The opening statement says it all, with the words “unexpected volume growth from the associated gas basins.” This means expect oil output to rise, and gas output to rise with it.
Oil and natgas prices are up this morning. I may choose to reduce UNL by another 10 shares if prices move much higher. Production is going to grow. I’m not even close to “in the know” about pipelines… Last I heard, there was at least one pipeline that was going to open up regional pricing to carry away more gas from the Permian basin. This would fall in line with what the article I’ve shared now is saying. Permian is flaring less, meaning more gas is being put into the pipeline. This could be due to the lack of wells that have been completed over the last year. Which could lead to lower production numbers, and more gas that was being flared is now being put into a pipeline. It also could be due to more pipeline capacity, which I do know of one, if need to look it up I can.

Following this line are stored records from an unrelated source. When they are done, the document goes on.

PR #1285, opened 2020-07-31
[REMOTE WDPT 0602] Lynn W-B

lynn-w-b:
All iterations completed but...
Iteration 6 is not working although I don't know why? The code looks right to me but every time I run it I get lots of lines of error - throw err: Cannot read property 'map' of undefined.???

### DIFF
--- a/index.js
+++ b/index.js
@@ -11,6 +11,7 @@ const MONGODB_URI = 'mongodb://localhost:27017/recipe-app';
 mongoose
   .connect(MONGODB_URI, {
     useCreateIndex: true,
+    useFindAndModify: false,
     useNewUrlParser: true,
     useUnifiedTopology: true
   })
@@ -37,11 +38,11 @@ mongoose
       .catch(error => console.log(`Error occurred deleting recipe: ${error}`));
     })
 
-    .then(() => {
+    /*.then(() => {
       mongoose.connection.close()
       .then(() => console.log('Connection with database closed successfully'))
       .catch(error => console.log(`Error disconnecting from Mongoose:${error}`));
-        })
+        })*/
       
   .catch(error => {
     console.error('Error connecting to the database', error);
--- a/index.js
+++ b/index.js
@@ -20,8 +20,29 @@ mongoose
     return self.connection.dropDatabase();
   })
   .then(() => {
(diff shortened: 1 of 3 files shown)


index.js
```diff
@@ -20,8 +21,29 @@ mongoose
...
-  })
+    Recipe.create({title:'Cold Chocolate Drink', level:'Easy Peasy', ingredients: ['oat milk','raw cacao'], cuisine:'Raw Foods', dishType: 'drink', duration: 2, creator: 'LWB'})
+      .then(recipe => console.log(`The recipe was saved and its title is: ${recipe.title}`))
+      .catch(error => console.log(`An error happened: ${error}`));
+    
+    Recipe.insertMany(data)
+      .then (recipes => recipes.forEach(recipe => console.log(`Title: ${recipe.title}`)))
+      .catch (error => console.log(`Error occurred adding recipes to database:${error}`));
+      
+    Recipe.findOneAndUpdate({title:'Rigatoni alla Genovese'},{$set:{duration:100}}, {new:true})
```
valmgisbert, line 32: Your findOneAndUpdate already knows that the second key is the one to update once it recognises it, so your $set is unnecessary here ($set usually adds new fields to a document; it can also update, but it is used more with the method .aggregate())

index.js
```diff
@@ -20,8 +21,29 @@ mongoose
...
+      .then (success => console.log(`Recipe successfully updated`))
+      .catch( error => console.log(`Error occurred updating recipe: ${error}`));
+    
+    Recipe.deleteOne({title:'Carrot Cake'})
+      .then (deleted => console.log(`Recipe successfully deleted`))
+      .catch(error => console.log(`Error occurred deleting recipe: ${error}`));
+    })
+
+    /*.then(() => {
```
valmgisbert, line 41: In here, you're treating this section as a chained promise, and since you're not returning anything your .then() is rendered useless in this case; it would work if either you chain your .then()s/make promise.all() and start returning your methods inside your .then()s, or if you insert the command to close the connection in the final CRUD method, OR if you just call it as another block of code after your CRUD methods. All of these options can be seen in the solutions posted in the class sheet. If you need any extra explanation, let me know!

PR #1286, opened 2020-07-31
completed lab

AndrewMastercode:


index.js
```diff
@@ -25,3 +25,45 @@ mongoose
...
+    console.log(`Creating a new recipe went wrong! Try again 😞 ${err}`)
+  );
+
+Recipe.insertMany(data)
+.then(recipeDocs => console.log(`new recipes inserted: ${recipeDocs}`))
+.catch(err =>
+  console.log(`Inserting new recipes went wrong! Try again 😞 ${err}`)
+);
+
+Recipe.updateOne({title:"Rigatoni alla Genovese"},{$set: {duration:100}})
```
valmgisbert, line 59: Your findOneAndUpdate already knows that the second key is the one to update once it recognises it, so your $set is unnecessary here ($set usually adds new fields to a document; it can also update, but it is used more with the method .aggregate())

index.js
```diff
@@ -25,3 +25,45 @@ mongoose
...
+    ],
+    cuisine: "Asian",
+    dishType: "main_course",
+    image: "https://images.media-allrecipes.com/userphotos/720x405/815964.jpg",
+    duration: 40,
+    creator: "Chef LePapu"
+  })
+  .then(recipeDoc => console.log(`The title is: ${recipeDoc.title} and this is the whole recipe:${recipeDoc}`))
+  .catch(err =>
+    console.log(`Creating a new recipe went wrong! Try again 😞 ${err}`)
```
valmgisbert, line 50: Great in sticking with template literals throughout the file!

valmgisbert:
Great job, Andre! really good structure; if you're feeling adventurous you could refactor it into a chain of promises to practice with the promise.all(). Your last iteration, the closing of the connection, can be put inside of the deleteOne to maintain continuity in your CRUD cycle, or you can do it after this method.

PR #1289, opened 2020-08-01
[REMOTE-WDPT-0602] -Cristina Matamoro

cris-developer:
Done everything.

1. Although i was connected to the DB, and i am console logging succesfully the updating and deletions on the terminal, they are seen on Compass. Why?.  Can you help me out? The recipes, and the new one created i can see it updated on compass.

2. While closing mongoose (iteration 6), i retrieved the below error. How can i fix it?

/Users/cris/Desktop/IRONHACKHOMEWORK/lab-mongoose-recipes/node_modules/mongodb/lib/utils.js:106
      throw err;
      ^
TypeError: Cannot read property 'map' of undefined

### DIFF
--- a/index.js
+++ b/index.js
@@ -7,6 +7,27 @@ const data = require('./data');
 
 const MONGODB_URI = 'mongodb://localhost:27017/recipe-app';
 
+const myRecipe = {
+  title: "Galician Soup Broth",
+  level: 'Easy Peasy',
+  ingredients: [
+    "8 ounce (225 grams) dry white beans",
+    "32 ounce (1 liter) water",
+    "1 ham bone",
+    "1 veal (or beef) bone",
+    "1 ounces (20 gram) pork fat",
+    "2 handfuls fresh turnip leaves",
+    "2 pounds (1 kilogram) potatoes",
+    "salt to taste"
+  ],
+  dishType:"soup",
+  cuisine: "Galician",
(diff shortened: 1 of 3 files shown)


index.js
```diff
@@ -19,9 +40,40 @@ mongoose
...
-  })
+     Recipe
+      .insertMany(data)
+      .then(totallistrecipes => totallistrecipes.forEach(recipe => console.log(recipe.title)))
+      .catch(error => console.error('Inserting multiple recipes error:', error))
+    }) 
+  //Iteration 4 - Update recipe
+  .then(() => {
+    Recipe
+    .findOneAndUpdate({title: 'Rigatoni alla Genovese'}, { $set: {duration: '100'}}, {new: true})
```
valmgisbert, line 61: Your findOneAndUpdate already knows that the second key is the one to update once it recognises it, so your $set is unnecessary here ($set usually adds new fields to a document; it can also update, but it is used more with the method .aggregate())

valmgisbert:
What I see in your code is that you're trying to set is as chained promises, but you're still writing is as blocked sections of your CRUD methods (if your .then()s don't return anything if they're being chained, they're rendered useless). Also, you should practice template literals in your console.logs/returned strings. In the shared solutions you have both approaches that you were trying to achieve. If you have any questions, let me know!

PR #1309, opened 2020-09-03
WEBDEV-BERLIN-KevinKlein

pkevinklein:


pkevinklein:
for some reason I am not able to connect with the db. Therefore, I cannot check if the changes are being accordingly executed. Help!

PR #1347, opened 2020-09-17
[PAR - WDFT - 248] Timothée NICOLE

timothee-nicole:


Fanny-Sbn:
Hello Timothée, thanks for submitting your lab.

Gotta remember that regional prices, such as Waha, were lower than Henry Hub for quite some time, causing more gas to be flared. They simply didn’t have the capacity to carry it away; now they have more capacity, price may not even be a factor… If oil is high enough, the gas will simply go into the pipeline because no one wants to see it wasted regardless. Also there may be incentives from the federal government to get it sent down stream vs flare it. Production is going to rise, keeping NYMEX prices below $3.